One, named ACAM2000, is a modern version of the age-old smallpox vaccine, made from unmodified vaccinia virus, that helped eradicate that disease from humans, a feat WHO celebrated as complete in 1980. FDA approved ACAM2000 in 2007, and the United States has enough of it in its Strategic National Stockpile (SNS) to vaccinate the country’s entire population if there is a bioterror attack with smallpox. Some of the vaccine has been used “off label” for monkeypox in the current outbreak. But vaccinia copies itself after vaccination, which can lead to serious disease, especially in people who have compromised immune systems from HIV—which has a high prevalence among MSM—or other factors.
MVA, the virus in Bavarian Nordic’s vaccine, does not replicate in the body and is much safer, which makes it the preferred vaccine for the monkeypox outbreak. Known as Jynneos in the United States, Imvanex in Europe, and Imvamune in Canada, MVA is the only vaccine FDA has explicitly approved for monkeypox. Because monkeypox is so rare, the company had no human efficacy data when it applied for approval from FDA; the agency granted its license in 2019 in part based on studies showing the vaccine protected animals from monkeypox...
In a study published in
The New England Journal of Medicine in 2019, Chaplin and colleagues compared immune responses in people given either MVA or ACAM2000. With smallpox virus, levels of neutralizing antibodies are seen as a key indicator of protection, so the same idea extends to monkeypox virus. The researchers found that 14 days after a single dose, the levels of antibodies that neutralize the monkeypox peaked with MVA, at a level nearly identical to that triggered by ACAM2000. Given that the vaccines are presumed to work postexposure if given within 2 weeks of contact, this suggests that a single dose of MVA could prevent many cases of disease and slow spread.

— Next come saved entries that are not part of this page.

PR #2265, opened 2026-03-30
SAI API Performance Monitoring

JaiOCP:
This PR brings in the performance monitoring of the SAI API. This proposal was presented in OCP 2023.


deepak-singhal0408 (commented):
Review comments on `sai_perfdata_t` struct — precision, capacity, and completeness for real-world SAI performance monitoring.

inc/saitypes.h
```diff
@@ -1568,6 +1569,18 @@ typedef struct _sai_port_err_status_list_t
...
+typedef struct _sai_perfdata_t
+{
+    /** Time when metrics is collected */
+    sai_timespec_t timespec;
+
+    /** Latency measure in milliseconds */
+    sai_uint32_t latency;
+
+    /** Number of objects handled in this measure */
+    sai_uint16_t num_objects;
```
deepak-singhal0408, line 1591: **`sai_uint16_t` overflows at 65535 — too small for bulk operations.**

Bulk route operations commonly handle >65K objects per batch. For example, DPU configurations use batch sizes of 65536, which hits exactly the uint16 boundary and wraps to 0.

**Suggestion:** Use `sai_uint32_t num_objects` to safely handle bulk operations at any scale.

```c
/** Number of objects handled in this measure */
sai_uint32_t num_objects;
```

inc/saitypes.h
```diff
@@ -1568,6 +1569,18 @@ typedef struct _sai_port_err_status_list_t
...
+} sai_perfdata_t;
```
deepak-singhal0408, line 1592: **Missing cumulative counters for true per-route average latency.**

With the current struct, `AVERAGE_LATENCY` returns a per-API-call average. But bulk SAI operations have variable batch sizes — e.g., programming 5000 routes at batch size 1024 produces calls of 1024, 1024, 1024, 1024, and 904 objects. Averaging across these calls weights small batches equally with large ones, giving a **per-batch** average rather than a **per-route** average — which is what operators actually need for performance tuning.

The struct returns `num_objects` for `INST_LATENCY` (last call only), but doesn't expose the cumulative counters needed to compute meaningful averages.

**Suggestion:** Add cumulative fields so consumers can compute accurate per-route averages:

```c
typedef struct _sai_perfdata_t
{
    sai_timespec_t timespec;
    sai_uint64_t latency_us;       /* microseconds */
    sai_uint32_t num_objects;      /* objects in this measure */
    sai_uint64_t cum_latency_us;   /* cumulative latency since last reset */
    sai_uint32_t total_objects;    /* cumulative objects since last reset */
} sai_perfdata_t;
```

With `cum_latency_us` and `total_objects`, the consumer computes:
`per_route_avg = cum_latency_us / total_objects`

This is meaningful regardless of batch size variation and enables accurate performance baselining across different hardware.

inc/saitypes.h
```diff
@@ -1568,6 +1569,18 @@ typedef struct _sai_port_err_status_list_t
     sai_port_err_status_t *list;
 } sai_port_err_status_list_t;
 
+typedef struct _sai_perfdata_t
+{
+    /** Time when metrics is collected */
+    sai_timespec_t timespec;
+
+    /** Latency measure in milliseconds */
+    sai_uint32_t latency;
```
deepak-singhal0408, line 1588: Millisecond precision may be too coarse for performance monitoring. Modern ASICs can program thousands of routes in <1ms — with ms granularity, fast batches would report `latency = 0`.

**Suggestion:** Consider using microseconds for meaningful precision:

```c
/** Latency measure in microseconds */
sai_uint32_t latency_us;
```

inc/saitypes.h
JaiOCP: Thanks for explaining the requirement. I will capture the details in the md file as well.
Change the num objects to uint32 and added cumlatency and total object fields in the structure.

inc/saitypes.h
JaiOCP: change it to usec.

inc/saitypes.h
JaiOCP: changed it to uint32

deepak-singhal0408:
thanks @JaiOCP .. Could you push the updated PR. and resolve the conflicts?

JaiOCP:
> thanks @JaiOCP .. Could you push the updated PR. and resolve the conflicts?

I have to open a new PR. PR branch is diverged too much from the origin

In a 2008 monkey study led by Moss, published in the
Proceedings of the National Academy of Sciences, researchers compared preexposure vaccination against monkeypox from a single dose of MVA and one dose of a cruder version of ACAM2000 called Dryvax. Because MVA does not make copies of itself, the team gave it at a higher dose—similar to what’s used in the Bavarian Nordic shot today—than the Dryvax vaccine.
Both vaccines worked well, but MVA appeared to work faster. Levels of neutralizing antibodies and CD8 cells—critical immune actors that destroy infected cells—both rose more rapidly with MVA, which Moss and coworkers concluded was because it took time for Dryvax to replicate to levels that matched the initial shot of MVA. What’s more, when they injected the animals with the monkeypox virus just 4 days after vaccination, it grew less well in monkeys vaccinated with MVA.
In a statement to
Science, CDC stressed that a single dose of the vaccine hasn’t been studied in any outbreak and cautioned that it is “challenging” to extrapolate from immune responses in earlier studies and protection in animal studies.